In Peshawar, police used teargas and beat back about 100 students trying to block a main road outside the city university, arresting nine students, senior police official Mohammad Ijaz told AFP.

Some demonstrators threw stones while others burned an effigy of Davis.

About 300 people also rallied in the central city of Multan and token protests were held in the capital Islamabad.

The shooting, which Davis said was in self-defence, sparked protests and ruptured fragile ties with the United States, which said that Davis enjoyed full diplomatic immunity from prosecution and pressed for his release.

Islamabad had been under domestic pressure to stand up to its superpower ally and try Davis for murder, but authorities let him go following a lengthy court hearing on Wednesday at the Lahore jail where Davis was detained.

The families of the two dead men who received blood money, or "diyat", which is legal under Pakistani law and conforms to Islamic sharia law, disappeared following the decision, one cousin and another neighbour told AFP.

"For two days we've have no contact with them.

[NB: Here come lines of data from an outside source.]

Issue #223, opened 2019-05-22
Parameter with required and example fails valid-example rule


cbautista1002:
### **I'm submitting a...**
  - [x] bug report

### What is the current behavior?

If you have a parameter that has `required: true` and an example, the `valid-example` rule fails. See "Other information" for details.

### What is the expected behavior?

The `valid-example` rule executes successfully for a valid parameter example as it understands that required is not a list for parameters but a boolean.

### What is the motivation / use case for changing the behavior?

The `valid-example` rule is very helpful and it should work for parameters

### Please tell us about your environment:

They have locked their house and disappeared," said Mukhtar Ahmad, a cousin of Faizan Haider, one of the two men shot dead by Davis.

"Nobody knows where they have gone. We don't even know if they're in Pakistan." Siddique Ahmad, a neighbour of Mohammad Faheem, the second man killed, said: "We do not know where they have been moved to. They were living here in a small rented house, they were poor people."

US Secretary of State Hillary Clinton has said the United States is "very grateful" for the family pardon.

She reaffirmed that a US investigation had been launched into the incident on January 27.

"And we have communicated our strong support for the relationship between Pakistan and the United States, which we consider to be of strategic importance," she said.